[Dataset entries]
_ _ _ _ _ _ _
PR #4566, opened 2016-10-13
DNS Header and EDNS Flag access for Lua

pieterlexis:
This PR depends on #4564!

This PR adds a `dq.dh` member that has all the same functions as the `dh` in the ipfilter function. It also adds two functions to the `dq` object to get the EDNS Flags (only DO is supported at the moment)

### DIFF
--- a/pdns/lua-recursor4.cc
+++ b/pdns/lua-recursor4.cc
@@ -166,6 +166,25 @@ boost::optional<dnsheader> RecursorLua4::DNSQuestion::getDH() const
   return boost::optional<dnsheader>();
 }
 
+vector<string> RecursorLua4::DNSQuestion::getEDNSFlags() const
+{
+  vector<string> ret;
+  if (ednsFlags) {
+    if (*ednsFlags & EDNSOpts::DNSSECOK)
+      ret.push_back("DO");
+  }
+  return ret;
+}
+
+bool RecursorLua4::DNSQuestion::getEDNSFlag(string flag) const
+{
+  if (ednsFlags) {
+    if (flag == "DO" && (*ednsFlags & EDNSOpts::DNSSECOK))
+      return true;
+  }
+  return false;
+}
+
 vector<pair<uint16_t, string> > RecursorLua4::DNSQuestion::getEDNSOptions() const
 {
   if(ednsOptions)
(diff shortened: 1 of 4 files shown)


pdns/lua-recursor4.hh
```diff
@@ -57,6 +57,7 @@ public:
     const struct dnsheader* dh{nullptr};
     const bool isTcp;
     const std::vector<pair<uint16_t, string>>* ednsOptions{nullptr};
+    const uint16_t* ednsFlags;
```
rgacogne: Could you initialize that to `nullptr`?

pdns/lua-recursor4.cc
```diff
@@ -159,6 +159,21 @@ static int getFakePTRRecords(const DNSName& qname, const std::string& prefix, ve
 
 }
 
+vector<string> RecursorLua4::DNSQuestion::getEDNSFlags() const
+{
+  vector<string> ret;
+  if (*ednsFlags & EDNSOpts::DNSSECOK)
```
rgacogne: It would be safer to check whether `ednsFlags` is set before de-referencing it. It's not set in the `preoutquery` hook for example.

pdns/lua-recursor4.cc
```diff
@@ -159,6 +159,21 @@ static int getFakePTRRecords(const DNSName& qname, const std::string& prefix, ve
...
+    ret.push_back("DO");
+  return ret;
+}
+
+bool RecursorLua4::DNSQuestion::getEDNSFlag(string flag) const
+{
+  if (flag == "DO" && (*ednsFlags & EDNSOpts::DNSSECOK))
```
rgacogne: Same here, `ednsFlags` might be `NULL`.

pdns/lua-recursor4.cc
```diff
@@ -365,6 +365,12 @@ RecursorLua4::RecursorLua4(const std::string& fname)
   d_lw->registerMember<bool (DNSQuestion::*)>("variable", [](const DNSQuestion& dq) -> bool { return dq.variable; }, [](DNSQuestion& dq, bool newVariable) { dq.variable = newVariable; });
   d_lw->registerMember<bool (DNSQuestion::*)>("wantsRPZ", [](const DNSQuestion& dq) -> bool { return dq.wantsRPZ; }, [](DNSQuestion& dq, bool newWantsRPZ) { dq.wantsRPZ = newWantsRPZ; });
 
+  d_lw->registerMember<const dnsheader (DNSQuestion::*)>("dh",
+    [](const DNSQuestion& dq) -> const dnsheader {
+      return *dq.dh;
```
rgacogne: I know I wrote that code, but we should probably check that `dq.dh` is not `NULL` before de-referencing it. Sorry!

Habbie:
Needs rebase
_ _ _ _ _ _ _
Required work: Go through the entries and restate each one exactly.

Answer space:
PR #4566, opened 2016-10-13
DNS Header and EDNS Flag access for Lua

pieterlexis:
This PR depends on #4564!

This PR adds a `dq.dh` member that has all the same functions as the `dh` in the ipfilter function. It also adds two functions to the `dq` object to get the EDNS Flags (only DO is supported at the moment)

### DIFF
--- a/pdns/lua-recursor4.cc
+++ b/pdns/lua-recursor4.cc
@@ -166,6 +166,25 @@ boost::optional<dnsheader> RecursorLua4::DNSQuestion::getDH() const
   return boost::optional<dnsheader>();
 }
 
+vector<string> RecursorLua4::DNSQuestion::getEDNSFlags() const
+{
+  vector<string> ret;
+  if (ednsFlags) {
+    if (*ednsFlags & EDNSOpts::DNSSECOK)
+      ret.push_back("DO");
+  }
+  return ret;
+}
+
+bool RecursorLua4::DNSQuestion::getEDNSFlag(string flag) const
+{
+  if (ednsFlags) {
+    if (flag == "DO" && (*ednsFlags & EDNSOpts::DNSSECOK))
+      return true;
+  }
+  return false;
+}
+
 vector<pair<uint16_t, string> > RecursorLua4::DNSQuestion::getEDNSOptions() const
 {
   if(ednsOptions)
(diff shortened: 1 of 4 files shown)


pdns/lua-recursor4.hh
```diff
@@ -57,6 +57,7 @@ public:
     const struct dnsheader* dh{nullptr};
     const bool isTcp;
     const std::vector<pair<uint16_t, string>>* ednsOptions{nullptr};
+    const uint16_t* ednsFlags;
```
rgacogne: Could you initialize that to `nullptr`?

pdns/lua-recursor4.cc
```diff
@@ -159,6 +159,21 @@ static int getFakePTRRecords(const DNSName& qname, const std::string& prefix, ve
 
 }
 
+vector<string> RecursorLua4::DNSQuestion::getEDNSFlags() const
+{
+  vector<string> ret;
+  if (*ednsFlags & EDNSOpts::DNSSECOK)
```
rgacogne: It would be safer to check whether `ednsFlags` is set before de-referencing it. It's not set in the `preoutquery` hook for example.

pdns/lua-recursor4.cc
```diff
@@ -159,6 +159,21 @@ static int getFakePTRRecords(const DNSName& qname, const std::string& prefix, ve
...
+    ret.push_back("DO");
+  return ret;
+}
+
+bool RecursorLua4::DNSQuestion::getEDNSFlag(string flag) const
+{
+  if (flag == "DO" && (*ednsFlags & EDNSOpts::DNSSECOK))
```
rgacogne: Same here, `ednsFlags` might be `NULL`.

pdns/lua-recursor4.cc
```diff
@@ -365,6 +365,12 @@ RecursorLua4::RecursorLua4(const std::string& fname)
   d_lw->registerMember<bool (DNSQuestion::*)>("variable", [](const DNSQuestion& dq) -> bool { return dq.variable; }, [](DNSQuestion& dq, bool newVariable) { dq.variable = newVariable; });
   d_lw->registerMember<bool (DNSQuestion::*)>("wantsRPZ", [](const DNSQuestion& dq) -> bool { return dq.wantsRPZ; }, [](DNSQuestion& dq, bool newWantsRPZ) { dq.wantsRPZ = newWantsRPZ; });
 
+  d_lw->registerMember<const dnsheader (DNSQuestion::*)>("dh",
+    [](const DNSQuestion& dq) -> const dnsheader {
+      return *dq.dh;
```
rgacogne: I know I wrote that code, but we should probably check that `dq.dh` is not `NULL` before de-referencing it. Sorry!

Habbie:
Needs rebase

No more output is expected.